4. Create a 'admin' non-root user, use root to force a weak password.

To create a new user account, invoke the useradd command followed by the name of the user. For this example, I created a new user called john.

sudo useradd john

With the new user created, we will now give it administrative rights. For this we'll use the usermod command like so:

sudo usermod -aG wheel john

To be able to log in as the newly created user, you need to set the user password. To do that run the passwd command followed by the username:

sudo passwd john

You will be prompted to enter and confirm the password. For this example, we will use a weak password i.e. admin.

Through sudo, we were able to force a weak password for the user john.

This experiment shows that it is very easy for attackers to take over the server once he/she is able to successfully login into a user. Once inside, the attacker can easily obtain administrative rights and proceed to extract data from the server. Hence, it is very important that unique and strong passwords are set for all users especially root to minimize the chances of a successful brute-force attack.

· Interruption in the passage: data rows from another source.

PR #3418, opened 2020-05-13
Add a new process: pressed

aleene:
**Description:**
process pressed and variants

### DIFF
--- a/taxonomies/ingredients_processing.txt
+++ b/taxonomies/ingredients_processing.txt
@@ -382,7 +382,6 @@ it:spremuto di
 sv:presset
 
 #<en:pressed
-en:pressed with alkali
 
 #<en:pressed
 en:fresh pressed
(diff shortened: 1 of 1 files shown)


taxonomies/ingredients_processing.txt
```diff
@@ -372,6 +372,45 @@ fr:extrait naturel de, extrait naturel d'
...
+# en:false:compressed
+de:abgepresste
+es:espremido de
+fr:pressé, pressée, pressées
+#fr:false:à pâte pressée, fromage pressé
+it:spremuto di
+sv:presset
+
+#<en:pressed
+en:pressed with alkali
```
stephanegigandet, line 385: that's weird, shouldn't it be "processed with alkali"

aleene: I don't know, thats what I saw in the ingredients.

stephanegigandet: probably a mistake in the ingredients, let's not add it (unless we do find several products that contain it on the ingredients photo)

teolemon, line 385:
```suggestion
```

Issue #3420, opened 2020-05-13
Mobile Layout for Product List (css fix)


Jen-Lopez:
### What
When viewing the site on mobile, there is some extra white space on the right hand-side. The pagination could also start on its own line. A few lines of CSS would fix this and make the mobile UI look great.
<img width="401" alt="product_before" src="https://user-images.githubusercontent.com/21044058/81865201-97c37680-953b-11ea-84dc-bae54a6cb53f.png">
<img width="405" alt="paging_before" src="https://user-images.githubusercontent.com/21044058/81865219-9bef9400-953b-11ea-8b17-af1023e0df14.png">

### Part of
- #5513

teolemon:
The website has been redesigned. 
This might have fixed your issue and opened others.
 Please open new issues in #7295

PR #3421, opened 2020-05-13
Mobile Fix for Product List layout

Jen-Lopez:
I edited the _off.scss file by adding a media query that responds to a mobile device. The styles center the products, dropdown, and pagination. It also gets rid of the white-space as mentioned in the issue. 

**Related issues and discussion:** #3420
product_after
paging_fixed

### DIFF
--- a/scss/_off.scss
+++ b/scss/_off.scss
@@ -386,3 +386,10 @@ a[aria-controls="idOfLeftMenu"] {
   }
 
 }
+
+@media only screen and (max-width: 28.125em) {
+  .products li, ul.pagination li {float: none; display: inline-block;}
+  ul.products, #pages, ul.button-group  {text-align: center;}
+  ul.pagination li:first-child {display: block;}
+  ul.button-group li {margin-top: 3px;margin-bottom: 3px;}
+}
--- a/scss/_off.scss
+++ b/scss/_off.scss
@@ -384,10 +384,9 @@ a[aria-controls="idOfLeftMenu"] {
   .icon {
     font-size: 1.8rem;
   }
-
 }
 
-@media only screen and (max-width: 28.125em) {
+@media #{$small-only} {
   .products li, ul.pagination li {float: none; display: inline-block;}
   ul.products, #pages, ul.button-group  {text-align: center;}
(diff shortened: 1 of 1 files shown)


scss/_off.scss
```diff
@@ -386,3 +386,11 @@ a[aria-controls="idOfLeftMenu"] {
   }
 
 }
+
+@media only screen and (max-width: 28.125em) {
```
VaiTon, line 390: Thank you for the PR!

`max-width: 28.125em`

Where did you take this value from? Are we sure that it's good for every mobile device?

Otherwise all good!

GendelfLugansk: Here is what I found on this subject: [https://css-tricks.com/em-based-media-queries-are-based-on/](https://css-tricks.com/em-based-media-queries-are-based-on/). I think using `450px` here would be better: it is more readable and as I understood, browser settings may affect media query with `em`

GendelfLugansk: Examples: 

Font set to "small" in chromium settings: 

screenshot

Font set to "medium" (recommended and default value):

screenshot

hangy: Maybe the breakpoint variables from Foundation could be used?

VaiTon: > 
> 
> Maybe the breakpoint variables from Foundation could be used?

We're still on Foundation 5, so we should do as [the documentation](https://get.foundation/sites/docs/media-queries.html#upgrading-from-foundation-5) says.

Eg.
```sass
@media #{$medium-only} {
}
```

Jen-Lopez: Hi! I just assumed that em was used based on the other media queries in the file. I converted 450px to em, which was 28.125 em. And I'm not sure if all devices are under 450px width (majority of them are). But I noticed that at that width, the content starts to shift to one side.

above_450
below_450

stephanegigandet: Let's use $small-only

VaiTon:
Cannot push changes to branch. @Jen-Lopez can you update?

Jen-Lopez:
Hi! Just updated the media query

Issue #3441, opened 2020-05-18
Cannot start vscode docker remote development


VaiTon:
**Describe the bug**
When trying to start remote development in vscode errors are thrown and vscode errors out with "An error occurred setting up the container".
```
ERROR: for backend  Cannot start service backend: OCI runtime create failed: container_linux.go:349: starting container process caused "process_linux.go:449: container init caused \
"rootfs_linux.go:58: mounting \\\"/var/lib/docker/volumes/docker_html_data/_data\\\" to rootfs \\\"/var/lib/docker/overlay2/ef1209c4bbaf66cb6fe639cce89b54d84967e145da305c8a215c0c239
3785f17/merged\\\" at \\\"/var/lib/docker/overlay2/ef1209c4bbaf66cb6fe639cce89b54d84967e145da305c8a215c0c2393785f17/merged/opt/product-opener/html/data\\\" caused \\\"mkdir /var/lib
/docker/overlay2/ef1209c4bbaf66cb6fe639cce89b54d84967e145da305c8a215c0c2393785f17/merged/opt/product-opener/html: file exists\\\"\"": unknown
ERROR: Encountered errors while bringing up the project.
[890713 ms] Command failed: docker-compose --project-name docker -f c:\Users\*\openfoodfacts-server\docker\docker-compose.yml -f c:\Users\*\openfoodfacts-server\docker\docker-compose.dev.yml -f c:\Users\*\web\openfoodfacts-server\docker\docker-compose.admin-uis.yml -f c:\Users\*\openfoodfacts-server\docker\docker-compose.vscode.yml up -d --build
```

**To Reproduce**
1. Remove every docker container and image
2. Open vscode
3. Try to start remote container

**Desktop (please complete the following information):**
 - OS: Win 10

VaiTon:
cc @hangy

hangy:
Does this work if you use the docker-compose command manually? I haven't seen that exact message before.

VaiTon:
> 
> 
> Does this work if you use the docker-compose command manually? I haven't seen that exact message before.

Yup, same message.

hangy:
I was unable to reproduce this with a clean clone of the repo and a freshly pruned Docker Desktop environment. 😕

Having a basic system hardening policy that ensures vendor default credentials are disabled or changed before the system goes live can help prevent the occurrences of breaches. Therefore, system hardening is a requirement in every best practice security framework or compliance requirement.

This experiment also showcases a flaw to the Pushbullet alert mechanism. The pushbullet alert mechanism is only able to notify the user about the SSH login but not what happens inside i.e. what the attacker is doing. Even with Pushbullet, it is unable to provide a clear signal that the system has been compromised. Recording every command/action that occurs in the server is also not feasible as it would be inefficient and resource-wasting during peacetime. A better and more efficient solution would be to have known fixed whitelisted IP that can access the server via SSH. This will help limit and control access to the server only to trusted users, thus preventing attacks from external sources via SSH. Organizations can also implement privileged access management (PAM) to protect against the threats posed by credential theft and privilege misuse. PAM refers to a comprehensive cybersecurity strategy – comprising people, processes and technology – to control, monitor, secure and audit all human and non-human privileged identities and activities across an enterprise IT environment.